-- Opening Marker --

PR #639, opened 2025-09-17
Fix CUDA API Interportability

EJainDev:
This is a bug fix after the last change of adding proper IWYU. IWYU automatically added #include "clblast.h" to every file, ruining interportability with the CUDA version of clblast_cuda.h, this fixes that.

-- Closing Marker --

About this exercise :: Find every line of the data that includes the string "CUDA". Copy each of those lines.

Answer to the exercise ::
Fix CUDA API Interportability
This is a bug fix after the last change of adding proper IWYU. IWYU automatically added #include "clblast.h" to every file, ruining interportability with the CUDA version of clblast_cuda.h, this fixes that.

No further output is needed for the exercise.